- _REQUIRED WORK_
Go over the data and copy out each line with "LGTM" in it.

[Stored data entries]
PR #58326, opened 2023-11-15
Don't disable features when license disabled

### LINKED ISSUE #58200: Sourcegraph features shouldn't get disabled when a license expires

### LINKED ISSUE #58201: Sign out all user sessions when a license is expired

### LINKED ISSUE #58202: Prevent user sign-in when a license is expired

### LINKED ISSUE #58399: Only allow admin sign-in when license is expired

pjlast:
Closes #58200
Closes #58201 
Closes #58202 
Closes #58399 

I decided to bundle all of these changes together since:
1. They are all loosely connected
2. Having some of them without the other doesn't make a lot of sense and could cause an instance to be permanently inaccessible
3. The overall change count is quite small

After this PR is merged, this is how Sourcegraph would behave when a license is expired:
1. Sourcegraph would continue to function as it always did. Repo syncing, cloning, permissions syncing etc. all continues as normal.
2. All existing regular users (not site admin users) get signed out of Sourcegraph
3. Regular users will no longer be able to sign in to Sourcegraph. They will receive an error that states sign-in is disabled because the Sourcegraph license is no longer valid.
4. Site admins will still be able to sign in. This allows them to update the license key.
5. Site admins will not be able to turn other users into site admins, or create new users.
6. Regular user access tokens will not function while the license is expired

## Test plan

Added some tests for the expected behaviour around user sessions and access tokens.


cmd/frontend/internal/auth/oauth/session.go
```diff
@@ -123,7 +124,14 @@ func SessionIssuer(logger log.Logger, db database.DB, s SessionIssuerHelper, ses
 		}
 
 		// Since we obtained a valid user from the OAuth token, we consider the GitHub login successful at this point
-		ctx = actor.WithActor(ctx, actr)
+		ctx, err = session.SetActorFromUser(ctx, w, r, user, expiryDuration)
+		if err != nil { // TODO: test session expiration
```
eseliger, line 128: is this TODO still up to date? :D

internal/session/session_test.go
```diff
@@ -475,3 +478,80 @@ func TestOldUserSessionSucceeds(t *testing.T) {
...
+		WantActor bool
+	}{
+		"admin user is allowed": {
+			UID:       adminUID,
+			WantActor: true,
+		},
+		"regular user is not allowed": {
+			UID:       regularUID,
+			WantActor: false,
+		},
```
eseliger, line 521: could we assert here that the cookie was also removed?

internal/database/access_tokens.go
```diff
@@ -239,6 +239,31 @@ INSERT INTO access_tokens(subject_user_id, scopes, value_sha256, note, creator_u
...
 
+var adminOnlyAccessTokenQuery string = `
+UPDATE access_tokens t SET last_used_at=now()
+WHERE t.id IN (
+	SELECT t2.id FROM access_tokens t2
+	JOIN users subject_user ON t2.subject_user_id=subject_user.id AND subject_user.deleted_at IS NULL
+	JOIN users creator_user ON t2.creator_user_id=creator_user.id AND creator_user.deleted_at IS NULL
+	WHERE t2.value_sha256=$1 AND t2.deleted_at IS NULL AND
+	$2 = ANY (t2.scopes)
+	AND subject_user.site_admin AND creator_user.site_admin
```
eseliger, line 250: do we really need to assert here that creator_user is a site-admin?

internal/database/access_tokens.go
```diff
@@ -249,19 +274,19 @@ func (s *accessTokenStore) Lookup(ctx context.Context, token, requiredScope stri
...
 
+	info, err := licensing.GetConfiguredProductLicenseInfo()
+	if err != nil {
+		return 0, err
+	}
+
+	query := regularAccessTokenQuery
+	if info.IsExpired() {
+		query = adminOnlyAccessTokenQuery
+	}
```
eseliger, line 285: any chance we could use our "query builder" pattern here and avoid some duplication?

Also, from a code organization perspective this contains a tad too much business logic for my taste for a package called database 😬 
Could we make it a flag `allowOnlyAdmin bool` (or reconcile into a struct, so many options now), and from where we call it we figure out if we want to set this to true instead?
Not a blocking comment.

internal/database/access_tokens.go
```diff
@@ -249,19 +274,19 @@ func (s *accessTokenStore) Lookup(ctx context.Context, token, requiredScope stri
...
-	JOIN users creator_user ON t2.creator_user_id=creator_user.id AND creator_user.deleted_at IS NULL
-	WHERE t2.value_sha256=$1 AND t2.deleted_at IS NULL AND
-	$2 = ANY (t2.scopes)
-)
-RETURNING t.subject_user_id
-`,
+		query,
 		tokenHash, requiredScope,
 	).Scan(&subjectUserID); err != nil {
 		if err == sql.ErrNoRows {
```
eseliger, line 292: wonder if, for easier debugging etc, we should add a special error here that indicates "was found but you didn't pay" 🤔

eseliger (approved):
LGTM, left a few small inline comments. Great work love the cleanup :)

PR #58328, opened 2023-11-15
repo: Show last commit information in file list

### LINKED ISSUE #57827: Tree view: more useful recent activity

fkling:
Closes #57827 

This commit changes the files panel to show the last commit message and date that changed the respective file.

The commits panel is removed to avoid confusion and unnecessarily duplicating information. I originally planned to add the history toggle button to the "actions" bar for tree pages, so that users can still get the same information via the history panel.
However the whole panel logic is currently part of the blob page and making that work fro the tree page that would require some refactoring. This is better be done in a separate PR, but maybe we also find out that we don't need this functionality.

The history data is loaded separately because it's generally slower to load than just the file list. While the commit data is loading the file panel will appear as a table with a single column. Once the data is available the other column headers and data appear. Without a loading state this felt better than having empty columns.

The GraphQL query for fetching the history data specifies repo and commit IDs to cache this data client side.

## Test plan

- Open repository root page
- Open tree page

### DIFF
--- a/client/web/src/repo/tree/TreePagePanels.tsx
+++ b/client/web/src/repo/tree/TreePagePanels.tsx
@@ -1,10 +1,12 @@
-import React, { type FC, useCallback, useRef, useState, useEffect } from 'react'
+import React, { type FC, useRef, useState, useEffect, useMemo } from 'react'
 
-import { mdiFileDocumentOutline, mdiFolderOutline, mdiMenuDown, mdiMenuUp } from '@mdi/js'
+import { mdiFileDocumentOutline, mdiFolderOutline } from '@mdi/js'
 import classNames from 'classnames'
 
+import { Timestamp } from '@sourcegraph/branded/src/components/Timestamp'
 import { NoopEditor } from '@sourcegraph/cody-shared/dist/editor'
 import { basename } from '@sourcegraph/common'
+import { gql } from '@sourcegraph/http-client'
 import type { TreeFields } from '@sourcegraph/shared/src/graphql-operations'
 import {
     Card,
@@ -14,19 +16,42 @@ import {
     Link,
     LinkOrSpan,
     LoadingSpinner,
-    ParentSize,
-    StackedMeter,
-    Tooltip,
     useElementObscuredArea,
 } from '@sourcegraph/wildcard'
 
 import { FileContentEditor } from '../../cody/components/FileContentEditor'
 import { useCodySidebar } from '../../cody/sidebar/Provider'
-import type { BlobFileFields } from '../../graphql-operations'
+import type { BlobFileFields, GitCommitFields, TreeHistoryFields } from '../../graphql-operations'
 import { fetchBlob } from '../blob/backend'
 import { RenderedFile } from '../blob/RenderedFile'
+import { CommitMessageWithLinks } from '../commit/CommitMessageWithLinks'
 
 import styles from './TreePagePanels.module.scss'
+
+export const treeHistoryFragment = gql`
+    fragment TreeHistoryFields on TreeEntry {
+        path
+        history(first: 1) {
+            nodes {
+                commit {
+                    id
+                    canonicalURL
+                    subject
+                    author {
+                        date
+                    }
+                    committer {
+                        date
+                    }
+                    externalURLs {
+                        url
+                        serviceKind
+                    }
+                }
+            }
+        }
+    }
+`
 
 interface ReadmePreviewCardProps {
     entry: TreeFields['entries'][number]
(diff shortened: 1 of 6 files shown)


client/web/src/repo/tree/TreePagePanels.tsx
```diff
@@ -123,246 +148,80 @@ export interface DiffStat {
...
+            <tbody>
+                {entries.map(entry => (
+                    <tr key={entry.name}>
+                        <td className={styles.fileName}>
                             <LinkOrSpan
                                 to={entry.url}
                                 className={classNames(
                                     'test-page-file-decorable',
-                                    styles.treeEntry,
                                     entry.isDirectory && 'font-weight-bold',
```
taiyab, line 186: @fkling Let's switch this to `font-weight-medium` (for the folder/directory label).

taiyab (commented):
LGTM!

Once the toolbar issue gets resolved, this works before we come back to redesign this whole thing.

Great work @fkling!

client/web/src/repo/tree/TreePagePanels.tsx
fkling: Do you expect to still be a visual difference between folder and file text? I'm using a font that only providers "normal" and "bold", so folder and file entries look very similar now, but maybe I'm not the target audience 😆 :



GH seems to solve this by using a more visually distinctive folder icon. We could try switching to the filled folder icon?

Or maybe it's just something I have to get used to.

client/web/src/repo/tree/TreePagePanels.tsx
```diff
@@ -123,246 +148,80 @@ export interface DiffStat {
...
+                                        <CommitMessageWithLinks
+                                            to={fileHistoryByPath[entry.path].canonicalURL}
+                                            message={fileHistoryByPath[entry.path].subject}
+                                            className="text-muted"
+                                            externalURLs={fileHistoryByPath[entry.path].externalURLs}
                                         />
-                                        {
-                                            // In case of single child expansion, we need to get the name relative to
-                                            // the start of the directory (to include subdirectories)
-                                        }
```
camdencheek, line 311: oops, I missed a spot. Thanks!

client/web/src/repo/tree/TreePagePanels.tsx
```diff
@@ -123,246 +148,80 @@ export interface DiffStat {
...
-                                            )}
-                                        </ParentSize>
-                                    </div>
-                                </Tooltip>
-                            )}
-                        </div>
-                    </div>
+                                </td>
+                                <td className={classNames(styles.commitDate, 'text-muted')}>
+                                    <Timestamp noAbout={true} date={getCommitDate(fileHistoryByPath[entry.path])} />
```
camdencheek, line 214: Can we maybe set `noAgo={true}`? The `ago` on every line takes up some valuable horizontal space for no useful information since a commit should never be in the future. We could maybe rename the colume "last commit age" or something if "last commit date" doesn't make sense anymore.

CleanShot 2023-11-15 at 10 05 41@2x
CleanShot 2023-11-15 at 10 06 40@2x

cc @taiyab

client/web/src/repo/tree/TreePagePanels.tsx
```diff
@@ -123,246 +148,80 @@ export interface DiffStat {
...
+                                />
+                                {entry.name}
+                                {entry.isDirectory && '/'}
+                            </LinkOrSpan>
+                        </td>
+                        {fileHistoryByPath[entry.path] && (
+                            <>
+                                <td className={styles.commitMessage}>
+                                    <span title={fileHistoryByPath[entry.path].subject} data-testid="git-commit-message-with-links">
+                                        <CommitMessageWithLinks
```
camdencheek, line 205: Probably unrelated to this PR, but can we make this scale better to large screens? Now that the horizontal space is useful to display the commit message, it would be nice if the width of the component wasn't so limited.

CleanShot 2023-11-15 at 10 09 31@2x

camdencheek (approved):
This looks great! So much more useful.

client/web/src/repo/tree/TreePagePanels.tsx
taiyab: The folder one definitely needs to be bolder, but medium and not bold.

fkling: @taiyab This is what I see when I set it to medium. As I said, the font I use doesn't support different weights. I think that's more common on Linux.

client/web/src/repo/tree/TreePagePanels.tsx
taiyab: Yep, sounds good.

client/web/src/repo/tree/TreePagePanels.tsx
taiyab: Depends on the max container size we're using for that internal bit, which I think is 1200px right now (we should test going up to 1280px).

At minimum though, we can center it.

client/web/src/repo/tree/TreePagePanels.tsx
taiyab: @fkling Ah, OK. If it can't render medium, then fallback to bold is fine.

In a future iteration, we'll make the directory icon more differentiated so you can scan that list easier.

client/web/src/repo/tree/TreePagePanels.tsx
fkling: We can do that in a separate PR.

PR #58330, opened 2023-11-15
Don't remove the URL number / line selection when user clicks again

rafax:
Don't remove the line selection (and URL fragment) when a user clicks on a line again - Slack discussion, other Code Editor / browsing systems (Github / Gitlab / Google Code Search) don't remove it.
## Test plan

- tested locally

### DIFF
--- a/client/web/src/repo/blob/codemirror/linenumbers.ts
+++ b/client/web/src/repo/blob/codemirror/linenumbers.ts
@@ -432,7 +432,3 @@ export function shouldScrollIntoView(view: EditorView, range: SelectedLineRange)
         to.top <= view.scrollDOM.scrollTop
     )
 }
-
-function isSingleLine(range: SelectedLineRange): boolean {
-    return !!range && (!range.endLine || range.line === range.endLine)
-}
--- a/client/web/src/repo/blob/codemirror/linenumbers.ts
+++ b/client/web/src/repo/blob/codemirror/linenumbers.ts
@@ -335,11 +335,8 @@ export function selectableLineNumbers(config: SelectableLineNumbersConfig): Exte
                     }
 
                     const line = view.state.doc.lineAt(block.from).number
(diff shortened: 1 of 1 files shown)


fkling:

- _OUTPUT_
LGTM, left a few small inline comments. Great work love the cleanup :)
LGTM!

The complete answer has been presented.